If you visit the website, find what you see potentially useful and wish to know more, contact me through the Comments form at the H2Oexplore homepage.

Remote sensing for fossils

With the growing diversity of data from those parts of the electromagnetic spectrum that pass freely though Earth’s atmosphere, mainly acquired from orbit, an increasing number of attributes of the surface can be mapped remotely. The initial impetus to launch remote sensing satellites in the 1960’s and early 70’s had two strands: to monitor weather conditions and assess vegetation cover with the early metsats, such as TIROS-1, and the first Landsat platform that exploited green plants’ propensity for absorbing visible and largely reflecting near-infrared (NIR) radiation. With the incorporation in the Advanced Spaceborne Thermal Emission and Reflection Radiometer (ASTER) instruments of wavelength regions in which minerals show spectral diversity, in the reflected short-wave infrared (SWIR) and emitted thermal infrared (TIR), remote sensing became a viable and useful tool for geologists. It figures strongly in lithological mapping and also in the detection of minerals related to various kinds of alteration associated with metal mineralisation and the migration of hydrocarbon-related fluids. The more wavebands with narrower coverage of radiation wavelengths, the more likely are the subtle differences in mineral spectra able to be detected and mapped. Yet, apart from one experimental system (Hyperion aboard NASA’s EO-1 orbital platform) our home planet is not as well served by such hyperspectral systems as is Mars, blessed by two which have fuelled the on-going search for past habitable zones on the Red Planet.

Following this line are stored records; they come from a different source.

PR #941, opened 2023-09-08
Refactor to move some logic from the CosmosGateway route to the cosmos context

M-Picco:
Start with `getForeignAsset`


sdk/src/contexts/cosmos/context.ts
```diff
@@ -434,19 +529,45 @@ export class CosmosContext<
...
+  private async getTmClient(
+    chain: ChainId | ChainName,
+  ): Promise<Tendermint34Client | Tendermint37Client> {
     const name = this.context.toChainName(chain);
     if (CosmosContext.CLIENT_MAP[name]) {
       return CosmosContext.CLIENT_MAP[name];
     }
 
-    const rpc = this.context.conf.rpcs[name];
+    const rpc = this.context.conf.rpcs[this.context.toChainName(chain)];
```
anondev2323: Can just use name variable defined above

anondev2323 (approved):

sdk/src/contexts/cosmos/context.ts
M-Picco: Missed that. Thanks!

PR #974, opened 2023-09-13
custom page header

derpy-duck:


wormhole-connect/src/config/index.ts
```diff
@@ -31,6 +31,7 @@ const getEnv = () => {
 export const ENV = getEnv();
 export const isMainnet = ENV === 'MAINNET';
 export const sdkConfig = WormholeContext.getConfig(ENV);
+export const pageHeader = config.pageHeader || 'Bridge';
```
evan-gray: 🤔 should we allow integrators to remove the page header?

evan-gray (commented):
Reminder after this is in a release to update the builder.

wormhole-connect/src/config/index.ts
evan-gray: e.g. 
```
export const pageHeader = config.pageHeader === undefined ? 'Bridge' :  config.pageHeader;
```

M-Picco: Maybe leave it as undefined by default and render it only if it is set?

derpy-duck: Just allowed the empty string - I think undefined as default would modify behavior for existing integrators right (perhaps they want 'Bridge' as the title?)

derpy-duck: JK - now the default is the empty string

evan-gray: Agree this is a reasonable default change - not sure anyone _wanted_ "Bridge" but they can set it if they particularly enjoyed it, I guess.

evan-gray (approved):

Issue #976, opened 2023-09-14
[QA] Source chain gas estimate is shown in ETH instead of ETHoptimism


tsadovska:
## Describe the current behavior in detail
Source chain gas estimate is shown in ETH instead of ETHoptimism.

Checked from https://cctp-only--wormhole-connect.netlify.app/ [Mainnet] with macOS version 12.6.7 and Google Chrome Version 116.0.5845.179 (Official Build) (x86_64).

Steps:
1. Select Optimism network in From section
2. Select Ethereum network in To section
3. Connect Metamask wallets in From and To section
4. Prepare to send 0.001 USDC
5. Observe Source chain gas estimate value in Preview section

Note: Gas fee is shown in ETHoptimism on Redeem screen.

<img width="479" alt="Screenshot 2023-09-14 at 10 04 34" src="https://github.com/wormhole-foundation/wormhole-connect/assets/10746654/d44224b9-402d-437c-87ce-6fdca88874a9">

## What is the expected/desired behavior
Source chain gas estimate is shown in ETHoptimism.

derpy-duck:
cc @tonyjin I see why this can be confusing haha, thoughts?

tsadovska:
Fee is shown in ETHarbitrum/ ETHoptimism in "Total fee estimates" field and in ETH in "Source chain gas estimate" field.
Build: https://cctp-only--wormhole-connect.netlify.app/ [Mainnet]


![Screenshot 2023-09-14 at 18 41 18](https://github.com/wormhole-foundation/wormhole-connect/assets/10746654/fe7940e5-ea05-43b0-829a-e30ed85d6436)


![Screenshot 2023-09-14 at 20 18 42](https://github.com/wormhole-foundation/wormhole-connect/assets/10746654/1cb9117c-4799-456b-ad6e-c6784dd2a082)

PR #981, opened 2023-09-14
Fix for #976: clarify which ETH/WETH

derpy-duck:
Addresses #976


wormhole-connect/src/config/mainnet/tokens.ts
```diff
@@ -395,7 +395,7 @@ export const MAINNET_TOKENS: TokensConfig = {
   },
   ETHarbitrum: {
     key: 'ETHarbitrum',
-    symbol: 'ETH',
+    symbol: 'ETH (Arbitrum)',
```
anondev2323, line 398: Symbols can't be more than 6 characters.  You'll need to add a displayName field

The May 2014 issue of Scientific American includes an article on remote sensing that follows what to many might seem an odd direction: how to increase the chance of finding rich fossil deposits (Anemone, R.L. & Emerson, C.W. 2014. Fossil GPS. Scientific American, v. 310(5), p. 34-39). Apart from targeting a particular stratigraphic unit on a geological map, palaeontological collection has generally been a hit-or-miss affair depending on persistence and a keen eye, with quite a lot of luck. Once a productive locality turns up, such as the Cambrian Burgess shale, the dinosaur-rich Cretaceous sandstone of the Red Deer River badlands of southern Alberta in Canada and the hominin sites of Ethiopia’s Afar Depression, palaeontologists often look no further until its potential is exhausted. Robert Anemone and Charles Emerson felt, as may palaeobiologists do, that one fossil ‘hotspot’ is simply not enough, yet balked at the physical effort, time and frustration needed to find more by trekking through their area of interest, the vast Tertiary sedimentary basins of Wyoming, USA. They decided to try an easier tack: using the few known fossil localities as digital ‘training areas’ for a software interrogation of Landsat Enhanced Thematic Mapper data in the hope that fossiliferous spots might be subtly different in their optical properties from those that were barren.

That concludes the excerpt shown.